Hypermedia

On RESTfulness

Hypermedia

A true RESTful API must satisfy the Fielding constraints[1], but in practice these seem to have imposed a high engineering barrier to entry. Anecdotally, this -- with the marketing industry behind it -- could partially explain the abuse of the term coming to mean something like "JSON (or XML) over HTTP".

This "quasi-RESTfulness" has been seen as an iterative step towards true RESTfulness[2], whereby API developers currently understand the concept of resources and, increasingly, the constraints of HTTP verb semantics. However, the HATEOAS (hypermedia as the engine of application state) constraint has struggled to gain widespread adoption.

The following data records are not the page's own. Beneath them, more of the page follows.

PR #11464, opened 2021-05-12
Makes the SM surge event even more powerful

patpol4:
# General Documentation

After the latest changes it's still wet farts. What I did is raise the maximum random powerup to as high as 100 000.
This may seem like a lot compared to what we have now(8k) but from what I understand, the way this code works is just set it to the power value for a split second, making even values up to 10k insignificant on a default engine setup.
Made it a bit more rare to balance it out.

Tested it by getting a simple straight pipe setup and setting the SM power level to 100k via varediting. What happened was it just burned for a little while but didn't even start delaminating.

As it is right now it still does nothing and only fills up the events.

# Wiki Documentation

What I did is raise the maximum random powerup to as high as 100 000.
This may seem like a lot compared to what we have now(8k) but from what I understand, the way this code works is just set it to the power value for a split second, making even values up to 10k insignificant on a default engine setup.
Made it a bit more rare to balance it out.

The SM surge event is now a bit more rare but more powerful

Engineering

Not really

The earliest start for it is 10 minutes in and the SM crystal has to has been powered.

# Changelog

:cl:  
tweak: Makes the SM surge event even more powerful, lowers its chance to appear
/:cl:

### DIFF
--- a/code/modules/events/supermatter_surge.dm
+++ b/code/modules/events/supermatter_surge.dm
@@ -16,8 +16,7 @@
 	power = rand(1000,100000)
 
 /datum/round_event/supermatter_surge/announce()
-	if(power > 800 || prob(round(power/8)))
-		priority_announce("Class [round(power/500) + 1] supermatter surge detected. Intervention may be required.", "Anomaly Alert")
+	priority_announce("Class [round(power/500) + 1] supermatter surge detected. Intervention may be required.", "Anomaly Alert")
 
 /datum/round_event/supermatter_surge/start()
 	GLOB.main_supermatter_engine.matter_power += power
--- a/code/modules/events/supermatter_surge.dm
+++ b/code/modules/events/supermatter_surge.dm
@@ -1,7 +1,7 @@
 /datum/round_event_control/supermatter_surge
 	name = "Supermatter Surge"
 	typepath = /datum/round_event/supermatter_surge
-	weight = 20
+	weight = 15
 	max_occurrences = 4
 	earliest_start = 10 MINUTES
 
@@ -13,7 +13,7 @@
 	var/power = 2000
 
 /datum/round_event/supermatter_surge/setup()
-	power = rand(400,8000)
+	power = rand(1000,50000)
 
 /datum/round_event/supermatter_surge/announce()
 	if(power > 800 || prob(round(power/8)))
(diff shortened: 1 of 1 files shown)


patpol4:
Would be nice to at least get this testmerged to see if I'm not a giant idiot and got this all wrong.

Jarod1200:
More power = good

patpol4:
Ok it turns out I am, the values should still be fine though.

code/modules/events/supermatter_surge.dm
```diff
@@ -1,7 +1,7 @@
 /datum/round_event_control/supermatter_surge
 	name = "Supermatter Surge"
 	typepath = /datum/round_event/supermatter_surge
-	weight = 20
+	weight = 15
```
alexkar598, line 4: Undocumented change.

alexkar598 (changes requested):

code/modules/events/supermatter_surge.dm
```diff
@@ -13,7 +13,7 @@
 	var/power = 2000
 
 /datum/round_event/supermatter_surge/setup()
-	power = rand(400,8000)
+	power = rand(1000,100000)
```
alexkar598, line 16: Thats a very wide range, this will lead to inconsistent gameplay.

code/modules/events/supermatter_surge.dm
```diff
@@ -13,7 +13,7 @@
...
 
 /datum/round_event/supermatter_surge/announce()
 	if(power > 800 || prob(round(power/8)))
```
alexkar598: 1) Both these conditions are redundant as the power will never be under 800 and the prob will never fail as the minimum is 1000/8 so prob(125).
2) The class number can be ridiculously high now. Anywhere from class 3 to class 201

alexkar598 (changes requested):

code/modules/events/supermatter_surge.dm
patpol4: its in the description but i did the changelog too now

code/modules/events/supermatter_surge.dm
patpol4: Yes and the severity is going to be stated in the announcement so it's not like it's secret and people don't realize how bad it is.
Do you think i should raise the minimum?

code/modules/events/supermatter_surge.dm
patpol4: 1. removed the condition so it always announces,
2. yes

MegaEmpirical:
Yessssssssss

Why is this? While HATEOAS isn't a particularly "friendly" term, it is conceptually very simple and, importantly, familiar insofar as it can be seen as a generalisation of linking within traditional web pages (i.e., HTML's anchor element). It is therefore reasonable to consider the connected graph model manifested by hypermedia to be established lore and, therefore, not the reason for the lack of traction.

Could it therefore be due to the mechanism for embedding application semantics? Again, while not as widely used, using link relations is both simple and precedent from traditional HTML usage. The only potential point of friction is that of standardisation and usage: The IANA registry for link relations[3] is very bare, to such a degree that one is forced to define application specific relation types. Given the average developer's propensity for creativity, the only issue here would be one of standardisation.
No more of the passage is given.